**The task**
From the entries that follow, copy each line containing the word "works".
Content starts
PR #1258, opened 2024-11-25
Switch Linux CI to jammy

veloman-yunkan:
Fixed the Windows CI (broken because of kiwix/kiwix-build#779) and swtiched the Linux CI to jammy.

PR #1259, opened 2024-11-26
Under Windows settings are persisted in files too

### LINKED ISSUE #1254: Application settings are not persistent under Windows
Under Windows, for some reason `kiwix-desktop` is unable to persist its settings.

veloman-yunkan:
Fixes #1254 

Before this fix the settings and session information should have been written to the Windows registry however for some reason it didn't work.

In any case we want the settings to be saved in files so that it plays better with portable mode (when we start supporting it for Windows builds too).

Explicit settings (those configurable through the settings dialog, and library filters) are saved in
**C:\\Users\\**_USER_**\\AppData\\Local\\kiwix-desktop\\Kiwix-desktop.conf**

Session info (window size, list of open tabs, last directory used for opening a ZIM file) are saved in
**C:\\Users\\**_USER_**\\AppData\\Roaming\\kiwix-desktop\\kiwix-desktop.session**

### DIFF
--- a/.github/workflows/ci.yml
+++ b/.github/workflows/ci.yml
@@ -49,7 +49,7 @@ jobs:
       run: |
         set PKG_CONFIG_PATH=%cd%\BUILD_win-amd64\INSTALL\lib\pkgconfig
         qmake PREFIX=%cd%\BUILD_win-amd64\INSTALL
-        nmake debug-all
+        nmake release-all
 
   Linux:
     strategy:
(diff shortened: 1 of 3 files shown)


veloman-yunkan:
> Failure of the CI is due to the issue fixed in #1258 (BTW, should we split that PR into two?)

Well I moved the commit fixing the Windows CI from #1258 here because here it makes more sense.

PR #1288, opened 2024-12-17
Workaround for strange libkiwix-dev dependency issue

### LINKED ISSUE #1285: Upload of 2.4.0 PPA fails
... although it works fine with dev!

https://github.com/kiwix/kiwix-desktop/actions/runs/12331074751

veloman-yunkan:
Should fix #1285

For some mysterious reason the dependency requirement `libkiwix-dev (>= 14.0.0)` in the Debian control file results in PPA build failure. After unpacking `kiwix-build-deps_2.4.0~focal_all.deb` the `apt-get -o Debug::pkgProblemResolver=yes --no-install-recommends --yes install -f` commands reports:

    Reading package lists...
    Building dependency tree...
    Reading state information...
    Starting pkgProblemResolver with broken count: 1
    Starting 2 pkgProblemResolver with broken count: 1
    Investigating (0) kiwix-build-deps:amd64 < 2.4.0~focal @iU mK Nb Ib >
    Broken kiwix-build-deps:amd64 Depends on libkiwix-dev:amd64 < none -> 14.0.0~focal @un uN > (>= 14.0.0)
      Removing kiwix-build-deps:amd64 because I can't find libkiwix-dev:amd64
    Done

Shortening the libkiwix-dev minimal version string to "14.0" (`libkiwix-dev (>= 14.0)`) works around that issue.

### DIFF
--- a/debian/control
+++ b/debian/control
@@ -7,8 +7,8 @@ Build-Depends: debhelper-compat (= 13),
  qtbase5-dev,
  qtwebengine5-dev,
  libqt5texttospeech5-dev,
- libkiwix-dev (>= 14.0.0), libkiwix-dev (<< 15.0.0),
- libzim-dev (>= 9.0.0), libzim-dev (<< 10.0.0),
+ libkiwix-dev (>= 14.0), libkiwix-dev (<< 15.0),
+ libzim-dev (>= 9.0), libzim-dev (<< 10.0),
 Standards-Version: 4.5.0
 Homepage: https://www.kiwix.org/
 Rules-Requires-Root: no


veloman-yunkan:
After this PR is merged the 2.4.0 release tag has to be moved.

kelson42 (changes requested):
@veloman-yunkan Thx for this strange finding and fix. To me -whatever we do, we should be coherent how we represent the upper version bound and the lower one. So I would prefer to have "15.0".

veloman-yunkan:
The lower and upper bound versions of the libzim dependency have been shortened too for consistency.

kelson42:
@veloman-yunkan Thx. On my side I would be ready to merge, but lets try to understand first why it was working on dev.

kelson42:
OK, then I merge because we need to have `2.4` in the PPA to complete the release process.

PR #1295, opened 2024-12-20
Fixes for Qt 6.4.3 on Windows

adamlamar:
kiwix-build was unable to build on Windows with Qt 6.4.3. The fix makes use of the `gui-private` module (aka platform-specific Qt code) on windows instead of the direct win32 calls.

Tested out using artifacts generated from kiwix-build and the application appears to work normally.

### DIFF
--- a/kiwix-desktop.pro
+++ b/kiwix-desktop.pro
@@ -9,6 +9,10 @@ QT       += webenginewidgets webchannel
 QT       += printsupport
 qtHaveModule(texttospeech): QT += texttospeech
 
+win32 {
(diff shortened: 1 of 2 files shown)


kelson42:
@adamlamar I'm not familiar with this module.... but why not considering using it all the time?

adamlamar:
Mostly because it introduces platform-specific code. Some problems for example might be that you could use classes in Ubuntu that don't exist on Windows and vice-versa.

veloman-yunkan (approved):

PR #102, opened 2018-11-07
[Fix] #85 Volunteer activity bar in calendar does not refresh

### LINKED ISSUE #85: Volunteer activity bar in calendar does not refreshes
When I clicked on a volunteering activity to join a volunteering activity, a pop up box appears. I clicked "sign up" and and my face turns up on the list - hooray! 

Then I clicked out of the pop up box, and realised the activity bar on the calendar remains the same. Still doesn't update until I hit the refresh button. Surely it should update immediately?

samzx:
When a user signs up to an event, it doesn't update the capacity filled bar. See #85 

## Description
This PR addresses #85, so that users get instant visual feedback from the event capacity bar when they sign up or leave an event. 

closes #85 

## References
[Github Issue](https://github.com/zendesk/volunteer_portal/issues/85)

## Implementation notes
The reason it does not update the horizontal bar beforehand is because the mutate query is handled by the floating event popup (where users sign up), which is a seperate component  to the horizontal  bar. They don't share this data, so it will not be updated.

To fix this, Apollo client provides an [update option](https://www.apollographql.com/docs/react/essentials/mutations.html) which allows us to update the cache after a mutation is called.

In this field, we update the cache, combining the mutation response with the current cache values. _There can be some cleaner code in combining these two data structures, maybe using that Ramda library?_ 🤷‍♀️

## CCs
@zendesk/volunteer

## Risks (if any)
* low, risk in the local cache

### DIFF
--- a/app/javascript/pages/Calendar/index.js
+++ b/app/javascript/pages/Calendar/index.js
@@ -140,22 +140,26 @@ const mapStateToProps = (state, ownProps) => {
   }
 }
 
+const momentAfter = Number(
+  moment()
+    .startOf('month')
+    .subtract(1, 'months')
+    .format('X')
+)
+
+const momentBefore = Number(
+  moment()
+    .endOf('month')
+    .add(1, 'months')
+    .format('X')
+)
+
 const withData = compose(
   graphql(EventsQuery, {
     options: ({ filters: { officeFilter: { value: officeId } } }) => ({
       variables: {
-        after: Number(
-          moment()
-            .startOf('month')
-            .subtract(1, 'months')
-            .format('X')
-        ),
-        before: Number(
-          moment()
Content ends
Content starts
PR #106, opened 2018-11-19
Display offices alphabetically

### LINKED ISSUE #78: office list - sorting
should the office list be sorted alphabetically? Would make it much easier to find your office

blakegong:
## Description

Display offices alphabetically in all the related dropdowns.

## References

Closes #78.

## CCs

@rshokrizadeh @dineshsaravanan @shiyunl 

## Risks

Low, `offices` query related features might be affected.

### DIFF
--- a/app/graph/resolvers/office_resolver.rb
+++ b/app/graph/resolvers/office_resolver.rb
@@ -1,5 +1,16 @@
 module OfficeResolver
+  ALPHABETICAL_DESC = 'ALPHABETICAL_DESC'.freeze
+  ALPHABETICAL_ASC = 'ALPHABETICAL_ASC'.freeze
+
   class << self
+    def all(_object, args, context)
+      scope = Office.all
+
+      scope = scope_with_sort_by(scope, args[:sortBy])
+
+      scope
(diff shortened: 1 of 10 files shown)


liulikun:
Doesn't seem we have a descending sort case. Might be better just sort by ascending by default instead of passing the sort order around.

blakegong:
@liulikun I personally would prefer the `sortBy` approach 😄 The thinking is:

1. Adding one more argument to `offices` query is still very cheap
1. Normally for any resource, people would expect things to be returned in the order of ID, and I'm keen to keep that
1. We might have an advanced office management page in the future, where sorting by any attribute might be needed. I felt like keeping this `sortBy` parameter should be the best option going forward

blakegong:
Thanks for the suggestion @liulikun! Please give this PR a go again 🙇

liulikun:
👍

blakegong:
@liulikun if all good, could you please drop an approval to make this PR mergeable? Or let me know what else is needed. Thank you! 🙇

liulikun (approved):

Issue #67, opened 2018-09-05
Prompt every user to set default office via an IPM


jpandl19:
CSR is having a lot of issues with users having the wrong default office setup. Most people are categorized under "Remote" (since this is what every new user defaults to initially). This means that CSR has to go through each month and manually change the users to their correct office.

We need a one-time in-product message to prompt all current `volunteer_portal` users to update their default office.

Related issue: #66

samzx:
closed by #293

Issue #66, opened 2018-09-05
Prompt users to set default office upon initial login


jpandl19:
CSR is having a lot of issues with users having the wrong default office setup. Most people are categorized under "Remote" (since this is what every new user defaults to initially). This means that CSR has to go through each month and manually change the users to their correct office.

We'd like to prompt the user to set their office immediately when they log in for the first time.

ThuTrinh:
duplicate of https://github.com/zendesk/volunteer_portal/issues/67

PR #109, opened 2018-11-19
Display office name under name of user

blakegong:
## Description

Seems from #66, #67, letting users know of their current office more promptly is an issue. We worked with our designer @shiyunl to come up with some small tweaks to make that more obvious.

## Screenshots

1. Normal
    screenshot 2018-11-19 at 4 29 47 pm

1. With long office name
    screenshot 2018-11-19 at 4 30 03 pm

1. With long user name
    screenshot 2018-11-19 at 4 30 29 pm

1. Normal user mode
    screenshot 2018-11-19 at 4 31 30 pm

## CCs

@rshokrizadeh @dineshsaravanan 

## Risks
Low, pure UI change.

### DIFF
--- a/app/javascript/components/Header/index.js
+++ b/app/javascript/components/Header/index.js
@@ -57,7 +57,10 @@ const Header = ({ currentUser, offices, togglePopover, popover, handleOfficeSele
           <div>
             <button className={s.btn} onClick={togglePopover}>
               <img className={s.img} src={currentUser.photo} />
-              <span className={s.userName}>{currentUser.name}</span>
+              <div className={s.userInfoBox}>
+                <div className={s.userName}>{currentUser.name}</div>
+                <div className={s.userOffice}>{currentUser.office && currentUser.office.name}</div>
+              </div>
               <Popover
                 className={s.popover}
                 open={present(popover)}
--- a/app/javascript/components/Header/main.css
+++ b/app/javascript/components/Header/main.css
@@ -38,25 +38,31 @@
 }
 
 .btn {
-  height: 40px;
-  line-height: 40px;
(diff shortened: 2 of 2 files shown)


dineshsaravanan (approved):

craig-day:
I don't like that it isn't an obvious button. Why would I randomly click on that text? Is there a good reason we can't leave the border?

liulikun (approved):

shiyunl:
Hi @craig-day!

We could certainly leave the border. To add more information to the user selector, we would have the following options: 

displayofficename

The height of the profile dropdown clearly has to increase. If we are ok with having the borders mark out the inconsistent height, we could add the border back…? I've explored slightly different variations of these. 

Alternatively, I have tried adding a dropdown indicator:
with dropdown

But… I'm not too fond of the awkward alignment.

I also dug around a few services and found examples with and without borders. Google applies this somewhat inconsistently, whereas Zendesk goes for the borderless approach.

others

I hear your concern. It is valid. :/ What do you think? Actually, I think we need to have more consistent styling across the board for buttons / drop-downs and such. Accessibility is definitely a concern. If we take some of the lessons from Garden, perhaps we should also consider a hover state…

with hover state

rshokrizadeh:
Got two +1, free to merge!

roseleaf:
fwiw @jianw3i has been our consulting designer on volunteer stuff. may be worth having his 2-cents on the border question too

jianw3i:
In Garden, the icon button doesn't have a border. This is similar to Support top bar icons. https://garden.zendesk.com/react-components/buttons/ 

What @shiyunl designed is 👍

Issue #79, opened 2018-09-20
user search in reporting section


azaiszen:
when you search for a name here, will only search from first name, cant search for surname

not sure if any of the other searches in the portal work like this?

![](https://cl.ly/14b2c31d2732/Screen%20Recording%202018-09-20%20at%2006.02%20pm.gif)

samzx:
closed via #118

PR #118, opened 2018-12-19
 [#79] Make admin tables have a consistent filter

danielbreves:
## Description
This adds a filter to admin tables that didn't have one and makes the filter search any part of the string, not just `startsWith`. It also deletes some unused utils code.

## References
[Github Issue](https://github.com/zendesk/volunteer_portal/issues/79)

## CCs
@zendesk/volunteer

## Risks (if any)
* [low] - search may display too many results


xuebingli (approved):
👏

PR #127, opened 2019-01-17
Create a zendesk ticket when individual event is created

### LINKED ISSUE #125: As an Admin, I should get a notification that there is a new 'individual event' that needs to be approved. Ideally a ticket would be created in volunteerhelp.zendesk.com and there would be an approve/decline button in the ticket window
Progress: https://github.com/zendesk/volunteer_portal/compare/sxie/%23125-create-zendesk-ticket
Content ends
**Solution for this exercise**
... although it works fine with dev!
Shortening the libkiwix-dev minimal version string to "14.0" (`libkiwix-dev (>= 14.0)`) works around that issue.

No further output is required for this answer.